Leben heute – Verständnis statt Bestrafung
Nach etwa zwei Jahren gemeinsamer Arbeit ist Frau R. heute eine intuitive Esserin, auch wenn sie immer mal wieder Phasen von emotionalem Essen erlebt. Aber sie bestraft sich nicht mehr dafür und geißelt sich danach nicht mit neuen Diäten, sondern reagiert verständnisvoll. Wir besprechen das Thema und schauen, was es hier noch zu tun gibt oder ob es vielleicht auch in Ordnung ist, dass sie ab und zu emotional isst.
Ihr Körper hat sich so verändert, dass sie immer noch die gleichen Kleidungsstücke tragen kann, sich aber insgesamt wohler und zu Hause in ihrem Körper fühlt. Sie spürt, dass sie ihren Körper annehmen und akzeptieren kann.

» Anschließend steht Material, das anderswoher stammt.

PR #2953, opened 2026-09-18
fix(runtime): split note-update normalization from its sequencer

### LINKED ISSUE #2947: KindHook: validate_note_update_hook has no callers, so a prepare_note_update override silently retires its own validator

`KindHook` gives a pack two places to run note-update validation, and one of them is no longer
reachable. The task hook now enforces its dependency invariant from a second, inline copy, so the
copy that reads like the validator is dead.

## What is unreachable

`VerbRegistry::validate_note_update_hook` (`crates/khive-runtime/src/pack.rs:3300`) has **zero call
sites**. Its own doc comment describes it as "the validation-only compatibility seam for callers
that do not own a mutable request object"; no such caller exists in the workspace.

```
$ grep -rn "validate_note_update_hook" crates --include="*.rs" | wc -l
1                                   # the definition itself
$ grep -rn "prepare_note_update_hook" crates --include="*.rs" | wc -l
5                                   # control: this one has real callers
```

That wrapper is the only caller of the trait method `KindHook::validate_note_update` other than the
default body of `KindHook::prepare_note_update` (`pack.rs:509-519`), which forwards to it.

## Why that matters for one kind in particular

Four hooks override `validate_note_update` and leave `prepare_note_update` at its default, so their
validation still runs through the forwarding default. The task hook is different: it overrides
**both**.

- `crates/khive-pack-gtd/src/hook.rs:352` — `validate_note_update`, body
  `dependency::validate_property_update(...)`
- `crates/khive-pack-gtd/src/hook.rs:363` — `prepare_note_update`, which normalizes coupled fields
  and then calls `dependency::validate_property_update(...)` **directly**, not through
  `self.validate_note_update(...)`

Because the override replaces the forwarding default, and the wrapper that would call the trait
method has no callers, `TaskHook::validate_note_update` cannot be reached on any live path. The
invariant is still enforced today, by the duplicate call in `prepare_note_update`. So this is not a
correctness bug right now.

It is a durability bug. The invariant has two copies and only one of them can run:

- Reading the hook to answer "how are task note updates validated" leads to the dead override first,
  since that is the method with the matching name.
- A future change to the dependency check that lands in the unreachable copy compiles, passes review,
  and changes nothing.
- A test written against `validate_note_update` exercises code the product never calls, and reads
  as coverage for the path that actually runs.

The same trap is open for any kind that later overrides `prepare_note_update`: the override silently
takes its `validate_note_update` out of service, with no error and no warning.

## Suggested shape

Either give the seam a caller, or collapse the duplication:

1. Delete `validate_note_update_hook` and have a `prepare_note_update` override call
   `self.validate_note_update(...)` as its last step, so there is one copy of each invariant and the
   default and the override reach it the same way. The task hook's inline call becomes that call.
2. Or keep the wrapper and give it the caller its doc describes, so the trait method is reachable
   without a mutable request object.

Whichever way, a test that fails when a `prepare_note_update` override omits its validation step
would close the class rather than this instance.

ohdearquant:

Closes #2947.

## The gap

`KindHook` had two note-update methods and the relationship between them was a trap.
`prepare_note_update` was a provided method whose default body forwarded to
`validate_note_update`. A pack that needed to normalize coupled fields overrode
`prepare_note_update` — and in doing so silently replaced the forwarding, taking its own validator
out of service with no compile error and no warning.

`VerbRegistry::validate_note_update_hook`, which would have called the trait method directly, had
**zero call sites**. So an override removed the only remaining path to `validate_note_update` for
that kind.

The population, from `grep -rn 'fn validate_note_update\|fn prepare_note_update' crates --include='*.rs'`:

| pack | overrides | state before this change |
|---|---|---|
| `khive-pack-gtd` | both | `validate_note_update` unreachable; the dependency invariant survived only because `prepare_note_update` repeated the check inline. Two copies, one reachable. |
| `khive-pack-memory` | `prepare_note_update` only | latent — no validator today, so nothing lost; a validator added there later would be dead on arrival. |
| `khive-pack-code`, `khive-pack-comm`, `khive-pack-git` (×2) | `validate_note_update` only | fine, reached through the forwarding default. |

## Why neither obvious fix was taken

Giving the dead wrapper a caller, or having the gtd override call `self.validate_note_update(...)`
as its last step, both fix this instance and leave the next `prepare_note_update` override free to
drop validation exactly the same way.

Instead, normalization and sequencing are separated:

- **`normalize_note_update`** is new, provided, defaults to a no-op, and is the method a
  kind-owning pack overrides for coupled-field work.
- **`prepare_note_update`** becomes the sequencer: `normalize_note_update`, then
  `validate_note_update`, unconditionally.
- `validate_note_update_hook` is deleted.

The gtd hook's body moves to `normalize_note_update` minus its trailing duplicate validation call,
so `validate_note_update` — the surviving single copy of the dependency invariant — is reachable
again. `khive-pack-memory` and the two test-module hooks are mechanical renames with unchanged
bodies.

**The guarantee is weaker than it reads, and the doc comment says so.** Rust does not prevent an
override of a provided method, so this removes a footgun by naming; it is not an invariant enforced
by the type system. What enforces it is the coverage below, plus the fact that after this change no
pack in the tree overrides the sequencer at all.

## Coverage

Two tests whose subject is the dispatcher rather than any one pack. A probe hook overrides
`normalize_note_update` (moving a caller-supplied top-level field into `properties`) and
`validate_note_update` (refusing based on what it finds there), and never overrides
`prepare_note_update`. The value the validator inspects does not exist in `properties` until the
normalizer puts it there, so the assertion that the validator *saw* it proves the ordering, not just
that both ran.

One arm ends in the refusal, one in acceptance; both assert that normalization landed in `args`
either way, and both assert each method ran exactly once. Each carries the mutation that reddens
it: revert the sequencer to its pre-change body and the normalizer never runs, so the validator
observes `None` where it expects a value.

The existing gtd regression
(`khive-pack-gtd/tests/dependencies.rs`, `generic_update_rejects_direct_and_multihop_property_cycles`)
already reaches the dependency invariant through `prepare_note_update_hook` via the generic `update`
verb, and pins the reported instance unchanged.

## API note

`KindHook` is a public trait and a provided method is renamed, so this is a breaking change for any
out-of-tree implementor. There are none in this workspace.

## Scope

8 files, 4 commits. 8 files changed, 306 insertions(+), 26 deletions(-)

Five Rust files, one per-crate design document, and two ADRs. The ADRs ride with the code rather
than following it because they describe the seam this changes: leaving them for later means an
accepted document states something false about main for as long as the gap lasts.

## Verification at the rebased head

Gated twice. The second run is the one that counts: the first ran on a base that predates
023e03bbc, and both that commit and this one change
`crates/khive-runtime/src/pack.rs`, so a suite on the older base is a strict subset of what the
merge ref exercises.

At the rebased head `36172aed2`, on top of `023e03bbc`:

- `cargo test --workspace` rc 0 — **11489 passed, 0 failed, 32 ignored** across 266 suites

The rebase was checked for faithfulness rather than assumed from a clean exit: for each of the 5
changed paths, the set of added and removed lines is identical before and after, `pack.rs` included
at 279 changed lines. A clean three-way merge can otherwise keep both far-apart edits or drop one
without conflicting.

The two arms this commit adds, with the list derived from the commit diff rather than typed:

```
prepare_note_update_hook_runs_normalize_before_validate_and_validate_can_accept
prepare_note_update_hook_runs_normalize_before_validate_and_validate_can_refuse
```

Both report `ok`, as does the existing property-cycle regression that exercises the migrated
override: `generic_update_rejects_direct_and_multihop_property_cycles`.

## Two corrections made on this branch

**The branch had deleted `VerbRegistry::validate_note_update_hook`.** That was out of scope and it
is restored. The method's only statement is a call to `KindHook::validate_note_update`, which this
branch does not touch, so keeping it costs nothing; removing it broke a public entry point for
callers that hold no mutable request, and ADR-017 states the registry retains it. Its doc comment
now says what reaching a hook through it actually does: runs the validator alone, without
`normalize_note_update`. That is the point of the seam, and the reason a caller that can supply a
mutable request should not use it.

**Three ADR statements were left false by the rename, and are corrected.** ADR-017's trait sketch,
ADR-017's prose instructing pack authors to override the exact method they now must not, and
ADR-019's hook sketch. A fourth, ADR-019's file-summary line, surfaced by re-deriving mentions of
the renamed method under `docs/` after the first three were fixed. A code-anchored change does not
see the documents describing it, so that sweep has to be run deliberately rather than left to
turn up on its own.

That re-derivation was not complete, and an earlier version of this description said it was. Two
further references survived it, because they are prose that does not live under `docs/`: the
per-crate `crates/khive-pack-gtd/docs/design.md`, and the module doc comment at the top of
`crates/khive-pack-gtd/src/hook.rs`. Both name the new method now. The population a rename has to
clear is every place the method is described in prose, which is not the same set as every file under
one directory, so the sweep now runs over the whole tree, with a mention of the new method required
in the same pass as the absence of the old one.

ADR-017 gains a dated sequencing amendment in the style that section already uses: what moved, why,
and the limit that remains. Rust does not prevent a pack from overriding the sequencing method too,
so the ordering guarantee rests on naming and on test coverage rather than on the type system. The
amendment states that removing that limit is the accepted direction rather than an open question,
and cites #2956, where the sequencing moves off the trait entirely so a pack cannot express an
ordering at all. That move is #2956's change, not this one.

Re-gated at `5cf1b7ce2`: fmt 0, test 0 (**11489 passed, 0 failed**, 266 suites), clippy 0, both
sequencing arms `ok`, the gtd property-cycle regression `ok`. The final commit is markdown only,
and that is asserted rather than eyeballed: zero non-markdown paths differ between that gated head
and this one, with a paired control requiring at least one markdown path so the check cannot pass
on an empty commit.

## Mutation notes recorded declaratively

The two sequencing tests carry a note describing the mutation that reddens them. Those notes were
written in the imperative — "revert this, then that happens" — and are now written as a record of
what was run and what reddened.

The content is unchanged. The mood is, because a checked-in tree should not carry text that reads as
an instruction to modify it: prose in a public repository is parsed by tools as well as people, and
imperative text is the shape that invites being acted on rather than read.

## Verification at the final head

- `cargo test --workspace` rc 0 — **11489 passed, 0 failed** across 266 suites

Named arms, each checked by exact name:

```
prepare_note_update_hook_runs_normalize_before_validate_and_validate_can_accept   ok
prepare_note_update_hook_runs_normalize_before_validate_and_validate_can_refuse   ok
generic_update_rejects_direct_and_multihop_property_cycles                        ok
```

The gate also refuses if either stale prose reference returns, or if the must-match control finds no
mention of the new method — so a future rename cannot quietly reopen the gap this closed.


ohdearquant (commented):

Verdict on head 36172aed2a27857fc66f2e43ab6a264a39eb9a53: REQUEST-CHANGES, 1 blocking finding. Finding details are delivered to the review's recipients rather than posted here. Do not merge this head while blocking findings are outstanding; a pipeline comment on a newer head supersedes this one.

ohdearquant (commented):

oceanwaves630 (approved):
Read at e233434e, including the delta over the head I read first. That delta is prose in three files and nothing else: two references renamed from `prepare_note_update` to `normalize_note_update`, and two test doc comments rewritten from an imperative procedure into the result that was actually observed.

The rename is the accurate one. `prepare_note_update` is now the sequencing method on the runtime trait: it calls `normalize_note_update` and then `validate_note_update`, in that order. The gtd hook overrides the two extension points and not the sequencer, so a pack that supplies a normalizer gets it run before validation without having to remember to chain the validator itself. That is what makes the refusal reachable from the update path rather than only from create.

Verified rather than taken from the description: the sequencing is at `crates/khive-runtime/src/pack.rs`, the gtd hook defines `normalize_note_update` and `validate_note_update` and no `prepare_note_update`, and the two tests named after that ordering exercise both the refusing and the accepting case.

ohdearquant (commented):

Frau R. kommt heute ab und an noch zu mir und wir besprechen vor allem Themen aus ihrem inneren Erleben und wie sich das in ihren äußeren Umständen zeigt. Wir schauen, was davon für sie so bleiben kann und was davon noch verändert werden darf. Von der erschöpften Mutter, die sich mit Süßigkeiten durch den Tag kämpfte, zu einer Frau, die sich selbst nähren kann und verständnisvoll mit sich umgeht – das zeigt, wie intuitives Essen und systemische Arbeit ineinandergreifen.
Nicht-Essen als Bestrafung: Wie Frau S. lernte sich wieder sicher zu fühlen
Frau S. war 30 Jahre alt, als sie das erste Mal in meine Beratung kam. Wenige Wochen zuvor war sie aus einem klinischen Setting entlassen worden, nachdem sie dort und zuvor ambulant wegen einer atypischen Magersucht behandelt worden war. Ihre Geschichte mit dem Essen reichte bis in die frühe Kindheit zurück – sie beschrieb sich selbst als dickes Kind, das schon damals unter Mobbing in der Schule litt und sich nichts sehnlicher wünschte, als endlich dünner zu sein.
Es gelang ihr auch immer wieder, mit klassischen Diäten Gewicht abzunehmen, doch die Angst vor der Zunahme, doch noch wieder dick zu werden, begleitete sie konstant. Ein intuitives Essverhalten konnte sie nie entwickeln. Besonders belastend: Sie erinnerte sich überhaupt nicht mehr an ihre frühesten Jahre – weder wie ihr Essverhalten dort war, noch wann und weshalb sie eigentlich zugenommen hatte, denn dick war sie nicht schon immer gewesen.
Das tägliche Gedankenkarussell
Frau S. schilderte mir ihre Hauptprobleme sehr konkret: Sie machte sich permanent Gedanken ums Essen. Schon morgens beim Aufwachen kreisten ihre Gedanken darum, ob sie heute zunehmen würde, wenn sie bestimmte Lebensmittel essen würde, auf die sie Lust hatte. Sie wog sich täglich, manchmal sogar mehrere Male am Tag. Obwohl sie nicht im starken Untergewicht war, litt sie unter ausgeprägten Essstörungssymptomen.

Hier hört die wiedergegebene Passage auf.